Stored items

● ● ●

PR #468, opened 2023-04-13
Added React Redux List of Todos

ctk12:
[DEMO LINK](https://ctk12.github.io/react_redux-list-of-todos/)

### DIFF
--- a/src/App.tsx
+++ b/src/App.tsx
@@ -1,5 +1,5 @@
 /* eslint-disable max-len */
-import React from 'react';
+import React, { useEffect } from 'react';
 import 'bulma/css/bulma.css';
 import '@fortawesome/fontawesome-free/css/all.css';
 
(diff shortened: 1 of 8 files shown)


src/App.tsx
```diff
@@ -1,34 +1,61 @@
...
+  const currentTodo = useAppSelector(state => state.currentTodo);
+
+  const loadTodos = async () => {
+    setIsLoading(true);
+    try {
+      const todosFromServer = await getTodos();
+
+      dispatch(actions.setTodos(todosFromServer));
+    } catch {
+      Promise.reject();
```
agniya-i, line 26: It's better to handle the error instead of just rejecting the promise. You can display an error message or handle it in any other appropriate way. 🚀

agniya-i (changes requested):
Please fix demo link, it's not working now

src/App.tsx
```diff
@@ -1,34 +1,59 @@
...
+import { actions } from './features/todos';
 
 export const App: React.FC = () => {
+  const [isLoading, setIsLoading] = React.useState(false);
+  const dispatch = useAppDispatch();
+  const currentTodo = useAppSelector(state => state.currentTodo);
+
+  const loadTodos = async () => {
+    setIsLoading(true);
+    try {
```
witflash, line 21: You have to use `catch` block if you use `try`. You can handle errors inside it (on this stage you can do `console.warn` for example).

src/components/TodoModal/TodoModal.tsx
```diff
@@ -1,40 +1,102 @@
...
+              </div>
 
-      <Loader />
+              <button
+                type="button"
+                className="delete"
+                data-cy="modal-close"
+                onClick={handleRemoveTodo}
+              >
+                {null}
```
witflash, line 63: Why did you pass `null` inside button? Because of the linter?

witflash (approved):
Well done 👍🏻 
I left some comments to improve your future work.

PR #472, opened 2023-04-19
solved task

Serghii29:


src/App.tsx
```diff
@@ -21,14 +46,18 @@ export const App: React.FC = () => {
...
 
             <div className="block">
-              <Loader />
-              <TodoList />
+              {isTodoLoading
+                ? (
+                  <Loader />
+                ) : (
+                  <TodoList />
+                )}
```
qoa11a, line 54: This way your `<TodoList />` will be shown even if there are errors.

src/components/TodoList/TodoList.tsx
qoa11a, line 1: This component should be presentational. It means it shouldn't get todos directly from the state. It should accept the todos it needs to render as a prop.

src/components/TodoModal/TodoModal.tsx
```diff
@@ -1,40 +1,90 @@
...
+    try {
+      if (currentTodo?.userId) {
+        setIscurrentTodoLoading(true);
+        const user = await getUser(currentTodo?.userId);
+
+        setUser(user);
+      }
+    } catch (error) {
+      // eslint-disable-next-line no-console
+      console.error('Error when receiving user:', error);
```
qoa11a, line 26: Handle errors.

src/features/filter.ts
```diff
@@ -1,10 +1,33 @@
-export const actions = { /* put action creators here */};
+type Action = {
+  type: 'filter/FILTER_QUERY' | 'filter/FILTER_STATUS';
+  payload: string;
+};
```
qoa11a, line 4: Create two separate types for filterQuery and filterStatus.

qoa11a (changes requested):
image
Some of the tests failed. Try to fix it.
Also, see other comments.

PR #476, opened 2023-04-20
result

svitjojo:


src/App.tsx
```diff
@@ -1,34 +1,61 @@
...
             <div className="block">
               <TodoFilter />
             </div>
 
             <div className="block">
-              <Loader />
-              <TodoList />
+              {hasError
+                ? <span> No todos from server</span>
+                : <TodoList />}
```
qoa11a, line 52: This way your `<TodoList />` will be shown even if `loading` is true. I don't think it's a correct behaviour.

src/App.tsx
```diff
@@ -1,34 +1,61 @@
...
 import { TodoList } from './components/TodoList';
 import { TodoFilter } from './components/TodoFilter';
 import { TodoModal } from './components/TodoModal';
 import { Loader } from './components/Loader';
+import { getTodos } from './api';
+import { useAppDispatch, useAppSelector } from './app/hooks';
+import { todosActions } from './features/todos';
 
 export const App: React.FC = () => {
+  const [loading, setLoading] = useState(true);
```
qoa11a, line 15:
```suggestion
  const [isLoading, setIsLoading] = useState(true);
```

src/components/TodoFilter/TodoFilter.tsx
```diff
@@ -1,17 +1,35 @@
...
+    );
+  }, []);
+
+  const handleInput = useCallback((event: ChangeEvent<HTMLInputElement>) => {
+    dispatch(filterActions.setQuery(event.target.value));
+  }, []);
+
+  const handleClearQuery = useCallback(() => {
+    dispatch(filterActions.clearQuery());
+  }, []);
```
qoa11a, line 20: Don't use `useCallback` without a reason. In this case, it even worsens the performance a little bit.

You can read more about when and when not to use it:
https://react.dev/reference/react/useCallback

src/components/TodoList/TodoList.tsx
qoa11a, line 1: Don't access todos here. This component should be presentational.

src/components/TodoList/TodoList.tsx
```diff
@@ -1,13 +1,30 @@
...
+import React, { useMemo } from 'react';
+import cn from 'classnames';
+import { useAppDispatch, useAppSelector } from '../../app/hooks';
+import { currentTodosActions } from '../../features/currentTodo';
+import { getVisibleTodos } from '../../utils/getVisibleTodos';
 
 export const TodoList: React.FC = () => {
-  return (
-    <>
+  const { todos, currentTodo } = useAppSelector(state => state);
```
qoa11a, line 9: Don't access parts of the state like this. It will cause your component to re-render on every state change.

src/components/TodoModal/TodoModal.tsx
qoa11a, line 1: Pass currentTodo as a prop. This component should be presentational. I recommend you read more about presentational components.

src/components/TodoModal/TodoModal.tsx
```diff
@@ -1,40 +1,89 @@
...
+import { currentTodosActions } from '../../features/currentTodo';
+import { getUser } from '../../api';
+import { User } from '../../types/User';
 
 export const TodoModal: React.FC = () => {
+  const todo = useAppSelector(state => state.currentTodo);
+  const [user, setUser] = useState<User | null>(null);
+  const [isLoading, setIsLoading] = useState(true);
+  const [hasError, setHasError] = useState(false);
+  const [hasReceivedUser, setHasReceivedUser] = useState(false);
```
qoa11a, line 13: Redundant state. You can just check if there's a user by doing this `!!user`.

qoa11a (changes requested):
See comments.

PR #485, opened 2023-05-03
solution

Malva37:


src/App.tsx
```diff
@@ -1,14 +1,46 @@
...
+  const { query, status } = useAppSelector(state => state.filter);
+  // let todos: Todo[] = [];
+
+  const getTodosFromServer = async () => {
+    setLoadingError(true);
+    try {
+      const todosFromServer = await getTodos();
+
+      dispatch(actions.setTodos(todosFromServer));
+      setLoadingError(false);
```
qoa11a, line 28: You do it in `finally`. No need to do it here.

src/components/TodoFilter/TodoFilter.tsx
```diff
@@ -1,17 +1,65 @@
...
+      case 'active':
+        return dispatch(filterActions
+          .filterActive(Status.ACTIVE, queryFromView));
+      case 'completed':
+        return dispatch(filterActions
+          .filterCompleted(Status.COMPLETED, queryFromView));
+      default:
+        return dispatch(filterActions.filterAll(Status.ALL, query));
+    }
+  };
```
qoa11a, line 43: It's overkill. A lot of redundant code.

I'd suggest creating just two action creators: `filterStatus` and `filterQuery`.
They'd look like this: `const filterStatus = (status: Status): FilterStatusAction => ({ type: 'todos/STATUS', payload: status });` and `const filterQuery = (query: string): FilterQueryAction => ({ type: 'todos/QUERY', payload: query });`

src/components/TodoList/TodoList.tsx
```diff
@@ -1,210 +1,99 @@
...
-              </span>
-            </td>
+type Props = {
+  todos: Todo[] | null;
+};
 
-            <td className="is-vcentered is-expanded">
-              <p className="has-text-success">illo est ratione doloremque quia maiores aut</p>
-            </td>
+export const TodoList: React.FC<Props> = ({ todos }) => {
```
qoa11a, line 12: Wrap this component with `React.memo` to avoid extra re-renders.

src/components/TodoModal/TodoModal.tsx
```diff
@@ -1,40 +1,77 @@
...
+import { User } from '../../types/User';
 import { Loader } from '../Loader';
 
 export const TodoModal: React.FC = () => {
-  return (
-    <div className="modal is-active" data-cy="modal">
-      <div className="modal-background" />
+  const [hasLoadingError, setLoadingError] = useState(false);
+  const [currentUser, setCurrentUser] = useState<User | null>(null);
+  const currentTodo = useAppSelector(state => state.currentTodo);
```
qoa11a, line 11: It's better if you get this value as a prop of the component just like you did in `<TodoList />`.

src/features/filter.ts
qoa11a, line 1: I've commented about this in `<TodoFilter />` component. You need to rework the logic of this reducer.

qoa11a (changes requested):
Read my suggestions.
Also, there's a little problem when a user opens the todo. It blinks a little bit before showing the loader. You could fix it if you set your `isLoading` state to the `true` by default.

● ● ●

Directions:
How many lines of these entries contain "filterStatus"? Answer with the number and nothing else.

Result of this task:
3